I collect Asian grocery items because we’re “cultured” like that and can make spring rolls. Right now, in my possession, I have more than 2 bottles of Rice vinegar, a back up bottle of Sesame oil, Fish sauce, Hoisin sauce, and red curry paste. Not all the same genre, if you’re following along, but seeing these items in my pantry makes me feel like I can pull something NEW and DELICIOUS off at a moments notice. These bottles of oddly marked liquid give me poise.
But food is communal for me. It’s not a solitary movement. In fact, when no one is around to sit with me or enjoy the labor of love, I often don’t eat at all. Then I crash (because I’m diabetic (food horror)) and resort to the quickest absorbed simple sugar I have on hand. And I chide myself every morning for not doing better. For not losing any weight (yet) – and I muscle up the dignity to survey my fleshly landscape and call her names from the floor length mirror. Then I get in the shower and start my day. Every. Single. Morning.
Food might offer health, but food is anything but healthy for me lately.
Earlier I made the statement “Food is a-emotional, it cannot be either Good or Bad.” And that sentiment was a welcome one the first time I heard it. I had been labeling all the foods I would encounter since I could remember: “Good food!” “BAD FOOD!!!” “Don’t eat (secretly eat more than you should.)” “Eat in public!” “This will be Good if you forgo adding fat, sugar, starch” “This food will never be good for you, it’s always bad.”
I could remove the labels and just see food for what it was. It became a choice to make. I CAN have this formerly BAD FOOD in context and moderation. I can enjoy this formerly labeled “Good food” because it tastes better than I thought. And because I can choose what I put in my mouth, how I make it, and where I shop.
Food went from frenemy to Scholar. I could USE food now, I had knowledge.

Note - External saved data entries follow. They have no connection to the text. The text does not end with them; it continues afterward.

PR #2128, opened 2021-09-15
[MGDAPI-2654] fix: do not append default domain to users with username that are email compliant

KevFan:
# Issue link

https://issues.redhat.com/browse/MGDAPI-2654

# What

When a user signs into openshift via IDP, the `Identity` resource created on openshift may not have an `email` field assoicated with it. In this case, a default email using their username and appending `@rhmi.io` is used when creating the keycloak user.

This normally is fine, but when the username is an email (e.g. `test@test.com`), `@rhmi.io` is still appended to it (e.g. `test@test.com@rhmi.io`) and when the operator attempts to create the user in 3scale, it will fail due to the double domain appended email address as it is is not valid. This will give a `422` error during the 3scale user creation and cause the `ThreeScaleUserCreationFailed` alert to fire

To further prevent this scenario:
* Use username directly as email if following standard email format
* Otherwise sanitise username before appending default domain for use as generated email address

# Verification steps

## Authomated Verification
* Install RHOAM from this branch
```
make cluster/prepare/local
make code/run
```
* Once installed, run IDP script
```
PASSWORD=Password1 DEDICATED_ADMIN_PASSWORD=Password1 ./scripts/setup-sso-idp.sh    
```
* Run the e2e test:
```
INSTALLATION_TYPE=managed-api BYPASS_STORAGE_TYPE_CHECK=true TEST="B06" make test/e2e/single
```
* Verify test completes successfully

## Manual Verification
If you want to do a full manual verification involving checking 3scale and alerts:
* In RHSSO, create a new user with an email as their username (`test@test.com`) in testing-idp
* Set a password for this user, ensuring the temporary checkbox is switched off
* Sign into openshift through testing idp as this user
* Verify 3scale reconcile completes successfully
* Verify the `email` of the generated `KeycloakUser` for this user does not contain an extra `@rhmi.io` and is just using the username as email
* Verify this user can sign into 3scale
* Verify `ThreeScaleUserCreationFailed` alert is **not** firing

### DIFF
--- a/test/common/default_email.go
+++ b/test/common/default_email.go
@@ -2,6 +2,7 @@ package common
 
 import (
 	"fmt"
+	"strings"
 	"time"
 
 	goctx "context"
@@ -14,9 +15,12 @@ import (
 )
 
 const (
-	usernameNoEmail   = "autotest-user01"
-	usernameWithEmail = "autotest-user02"
-	existingEmail     = "autotest-nondefault-user02@hotmail.com"
+	usernameNoEmail              = "autotest-user01"
+	usernameWithEmail            = "autotest-user02"
+	usernameUsingEmail           = "autotest-user03@test.com"
+	usernameRequireSanitiseEmail = "autotest$user04"
+	existingEmail                = "autotest-nondefault-user02@hotmail.com"
+	defaultDomain                = "@rhmi.io"
 )
 
 // TestDefaultUserEmail verifies that a user syncronized from the IDP have a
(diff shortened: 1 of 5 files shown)


carlkyrillos:
Reviewed changed files and verified the fix works using both the automatic and manual verification methods.
/lgtm

test/common/default_email.go
```diff
@@ -66,8 +88,20 @@ func TestDefaultUserEmail(t TestingTB, ctx *TestingContext) {
...
 
+	keycloakUser3, err := waitForKeycloakUser(ctx, 5*time.Minute, rhssoNamespace, usernameUsingEmail)
+	if err != nil {
+		t.Fatalf("Unexpected error querying KeycloakUser %s: %v", usernameUsingEmail, err)
+		return
+	}
+
+	keycloakUser4, err := waitForKeycloakUser(ctx, 5*time.Minute, rhssoNamespace, usernameRequireSanitiseEmail)
+	if err != nil {
+		t.Fatalf("Unexpected error querying KeycloakUser %s: %v", usernameUsingEmail, err)
```
KevFan, line 99:
```suggestion
		t.Fatalf("Unexpected error querying KeycloakUser %s: %v", usernameRequireSanitiseEmail, err)
```
Copy / Paste typo. Going to push a fix for this :man_technologist:

KevFan:
@briangallagher Could you take a quick look at this also ? I've included this change to rhoam multitenant logic since I think it could potentially hit this issue there also :thinking:

carlkyrillos:
Re-adding /lgtm after typo fix.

But that went from bad to worse when I started seeing my kitchen like a science lab, I was still after the same outcome : more of it, less of me. I wanted to figure out how to create a healthy hall pass so I could languish in the land of formerly No-No choices. And it was all Kosher because I was in charge.
In the midst of all of this I was diagnosed as type 1 diabetic. The first thought that went through my mind was of my sister watching me eat my entire weeks-worth-of-allowence in Airheads and she scoffed at me “You’re going to give yourself diabetes.”
And I took her words and I saved them.
After the diagnosis I felt an incredible release of pressure. I didn’t have to keep it all together anymore. It was what it was, and this was reality. I could indulge a bit from my strict lifestyle because insulin was available should I not be able to manage my cravings. And I started hiding in public. Over the course of a few years I’ve gained most of the weight I lost in an effort to stave off the diagnosis. And I feel deeply ashamed for “letting myself go” and still “being diabetic.”
I’ve been mad at my body since I realized it was mine to keep. Disgusted with my proportions, always leaning over the edge to ALMOST THERE.
And today when I saw the “Welcome back letter” from school and my first response was to avoid everything and cook – I saw food as the bridge between myself and the places, people, things I’m running from.
Food has been so many, many things in my lifetime. Nourishment is rarely a word I would have used to describe my relationship with food but today in the moment of utter vulnerability and change I stood up, went to my stove, and carried my heaviness away.